* **Data shown**
_ _ _ _ _ _ _

PR #25086, opened 2023-07-12
Scheduler(T1175936): It's not possible to scroll with one finger on iPad

williamvinogradov:
Fixed the iPadOs detection by user agent issue.

### DIFF
--- a/packages/devextreme/js/core/devices.js
+++ b/packages/devextreme/js/core/devices.js
@@ -88,7 +88,10 @@ const UA_PARSERS = {
     android(userAgent) {
         // TODO: Check this RegExp.
         //  It looks like there may be missing android user agents.
-        if(!/android|htc_|silk/i.test(userAgent) || /windows phone/i.test(userAgent)) {
+        const isAndroid = /android|htc_|silk/i.test(userAgent);
+        const isWinPhone = /windows phone/i.test(userAgent);
+
+        if(!isAndroid || isWinPhone) {
             return null;
         }
 
--- a/packages/devextreme/js/core/devices.js
+++ b/packages/devextreme/js/core/devices.js
@@ -3,7 +3,6 @@ import $ from '../core/renderer';
 import { getWindow, getNavigator, hasWindow } from './utils/window';
 import { extend } from './utils/extend';
 import { isPlainObject } from './utils/type';
-import { each } from './utils/iterator';
 import errors from './errors';
 import Callbacks from './utils/callbacks';
 import readyCallbacks from './utils/ready_callbacks';
@@ -13,7 +12,6 @@ import { sessionStorage as SessionStorage } from './utils/storage';
 import { changeCallback, value as viewPort } from './utils/view_port';
 import Config from './config';
 
-const navigator = getNavigator();
 const window = getWindow();
 
 const KNOWN_UA_TABLE = {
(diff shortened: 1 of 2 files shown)


js/core/devices.js
```diff
@@ -295,15 +305,13 @@ class Devices {
     }
 
     _fromUA(ua) {
-        let config;
-
-        each(uaParsers, (platform, parser) => {
-            config = parser(ua);
-            return !config;
-        });
+        for(let idx = 0; idx < UA_PARSERS_ARRAY.length; idx += 1) {
```
Tucchhaa: let's rename idx to index

js/core/devices.js
```diff
@@ -84,8 +86,10 @@ const uaParsers = {
     },
 
     android(userAgent) {
-        if(!/android|htc_|silk/i.test(userAgent)) {
-            return;
+        // TODO: Check this RegExp.
+        //  It looks like there may be missing android user agents.
+        if(!/android|htc_|silk/i.test(userAgent) || /windows phone/i.test(userAgent)) {
+            return null;
```
Tucchhaa: can we rewrite it like this:
```suggestion
        const isAndroid = /android|htc_|silk/i.test(userAgent)
        const isWindowsPhone = /windows phone/i.test(userAgent)
        
        if(!isAndroid || isWindowsPhone) {
          return null;
        }
```

js/core/devices.js
```diff
@@ -13,7 +12,6 @@ import { sessionStorage as SessionStorage } from './utils/storage';
 import { changeCallback, value as viewPort } from './utils/view_port';
 import Config from './config';
 
-const navigator = getNavigator();
```
Tucchhaa: afaik, navigator is a global object like window. Why would you move it to local variables, instead of keeping it here like _window_ var below?

Raushen (dismissed):

Tucchhaa (changes requested):

js/core/devices.js
williamvinogradov: Yes, I agree with you. 
Thank you for the great suggestion!

js/core/devices.js
williamvinogradov: I change it because I need to mock the navigator in QUnit tests.
The [getNavigator](https://github.com/DevExpress/DevExtreme/blob/23_1/js/core/utils/window.js#L48) method returns the navigator from the custom window object from a closure.
And we can set a custom window object (mock) with the [setWindow](https://github.com/DevExpress/DevExtreme/blob/23_1/js/core/utils/window.js#L18) method.

So, if I leave this as is

I should mock the window before I import devices.js in QUnit's test file.
(I'm not 100% sure that it will work, but looks like it will)
From my point of view, it looks unobvious and ugly, so I decided to get navigator from the getNavigator method in functions runtime instead of declaring a variable in this scope :)

js/core/devices.js
williamvinogradov: Let's discuss this comment with the team separately.
From my point of view, it's a matter of taste, so we need the team's code style agreement here.

Tucchhaa (dismissed):

js/core/devices.js
ivanblinov2k17: Yeah, it's definitely a matter of taste, but i'm personally into index/i

ivanblinov2k17 (dismissed):

pomahtri (approved):

PR #25090, opened 2023-07-13
DataGrid: Fix auto scroll up when scrolling horizontally (T1176160)

Alyar666:
See https://devexpress.com/issue=T1176160


testing/testcafe/tests/dataGrid/virtualColumns.ts
```diff
@@ -130,3 +130,54 @@ test('The updateDimensions method should render the grid if a container was hidd
...
+    template() {
+      return ($('<div style=\'height: 300px;\'>') as any).text('details');
+    },
+  },
+  onContentReady(e) {
+    // eslint-disable-next-line no-underscore-dangle
+    if (!e.component.__initExpand) {
+    // eslint-disable-next-line no-underscore-dangle
+      e.component.__initExpand = true;
+      e.component.expandRow(9);
```
williamvinogradov: Question.

Maybe it will be better if we expand a middle row?
To see the rows before and after the master-detail.

From my point of view, it will be the nearest test case to the original user case.

williamvinogradov (dismissed):

pomahtri (approved):

PR #25114, opened 2023-07-18
Scheduler - Remove warning about the deprecated 'preventScrollEvents' property in appointment popups

markallenramirez:


williamvinogradov (dismissed):

js/ui/scheduler/appointmentPopup/popup.js
```diff
@@ -25,7 +25,6 @@ const POPUP_CONFIG = {
     maxHeight: '100%',
     showCloseButton: false,
     showTitle: false,
-    preventScrollEvents: false,
```
williamvinogradov, line 28: Unfortunately, we cannot stop using this deprecated option.
This option is needed for the zoom & swipe events on mobile devices.
Without this option, these actions will not work correctly.

We can ask @EugeniyKiyashko for a more detailed answer as to why we should continue using this option :)

For disabling console warnings, Eugeniy suggests using the ```_ignorePreventScrollEventsDeprecation: true```
```javascript
const POPUP_CONFIG = {
  // other popup options.
  preventScrollEvents: false,
  _ignorePreventScrollEventsDeprecation: true,
  // other popup options.
};
```

testing/tests/DevExpress.ui.widgets.scheduler/appointmentPopup.tests.js
```diff
@@ -757,7 +757,6 @@ QUnit.module('Appointment Popup Content', moduleOptions, () => {
         const appointmentPopupOptions = scheduler.instance._appointmentPopup.popup.option();
 
         assert.strictEqual(appointmentPopupOptions.enableBodyScroll, false, 'enable body scroll');
-        assert.strictEqual(appointmentPopupOptions.preventScrollEvents, false, 'prevent scroll events');
```
williamvinogradov: We should leave this check in our tests.

williamvinogradov (approved):

PR #25120, opened 2023-07-18
Chart: bar should be rendered when value is on border (T1176892)

Zedwag:


packages/devextreme/js/viz/series/points/bar_point.js
```diff
@@ -46,9 +46,16 @@ export default _extend({}, symbolPoint, {
     },
 
     _calculateVisibility: function(x, y, width, height) {
+        this.inVisibleArea = this._getPointVisibility(x, y, width, height, true);
+    },
+
+    _getPointVisibility: function(x, y, width, height, allowEqual) {
```
ksercs: I suggest u use object parameter to make last boolean prop pass more explicit

packages/devextreme/js/viz/series/points/bar_point.js
```diff
@@ -46,9 +46,16 @@ export default _extend({}, symbolPoint, {
...
         const { minX, maxX, minY, maxY } = this._getVisibleArea();
 
-        this.inVisibleArea = minX < x + width && maxX > x && minY < y + height && maxY > y;
+        return (allowEqual ? maxX >= x : maxX > x)
+            && (allowEqual ? minY <= y + height : minY < y + height)
+            && (allowEqual ? minX <= x + width : minX < x + width)
+            && (allowEqual ? maxY >= y : maxY > y);
```
ksercs: let's write it as `if(allowEqual) {...` to make the code clearer

packages/devextreme/js/viz/series/points/bar_point.js
ksercs: equal what, points? `shouldDrawBorderPoints`?

packages/devextreme/js/viz/series/points/range_bar_point.js
```diff
@@ -9,6 +9,10 @@ export default _extend({}, barPoint, {
 
     _getFormatObject: rangeSymbolPointMethods._getFormatObject,
 
+    _calculateVisibility: function(x, y, width, height) {
+        this.inVisibleArea = barPoint._getPointVisibility.call(this, x, y, width, height, false);
```
ksercs: Seems like we can just override it, no?

Zedwag: override with the same function but with `>` instead of `>=`? We can, but current way seems more clear

packages/devextreme/js/viz/series/points/bar_point.js
Zedwag: equal x/y position. I don't like `shouldDrawBorderPoints` :(

Zedwag: may be `allowBorderPoints`?

packages/devextreme/js/viz/series/points/bar_point.js
Zedwag: ok

packages/devextreme/js/viz/series/points/bar_point.js
Zedwag: ok

packages/devextreme/js/viz/series/points/bar_point.js
```diff
@@ -273,16 +273,17 @@ export default _extend({}, symbolPoint, {
         that[argAxis] = arg = arg === null ? arg : arg + (that[argAxis + 'Correction'] || 0);
         that['v' + valAxis] = val;
         that['v' + argAxis] = arg + that[argIntervalName] / 2;
+        that[valIntervalName] = _abs(val - minVal);
```
Krijovnick: Current `that[valIntervalName]` and `newVal` values need for calculate visibility only and then the are recalculated. Let's move this calculations in the separate function not to clutter current method and renamed them. For example:
`
_checkVisibility: function(val, minVal, rotated) {
        const size = _abs(val - minVal);
        const startRealValue = Math.min(val, minVal);

        if(rotated) {
            that._calculateVisibility(startRealValue, arg, size, that.height);
        } else {
            that._calculateVisibility(arg, startRealValue, that.width, size);
        }
}
`

Zedwag: done

Krijovnick (approved):

EugeniyKiyashko (approved):

alexanderPolosatov (approved):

_ _ _ _ _ _ _

* **Problem description**
Select all lines in the listing that include the word "startRealValue".

* **Task answer**
        const startRealValue = Math.min(val, minVal);
            that._calculateVisibility(startRealValue, arg, size, that.height);
            that._calculateVisibility(arg, startRealValue, that.width, size);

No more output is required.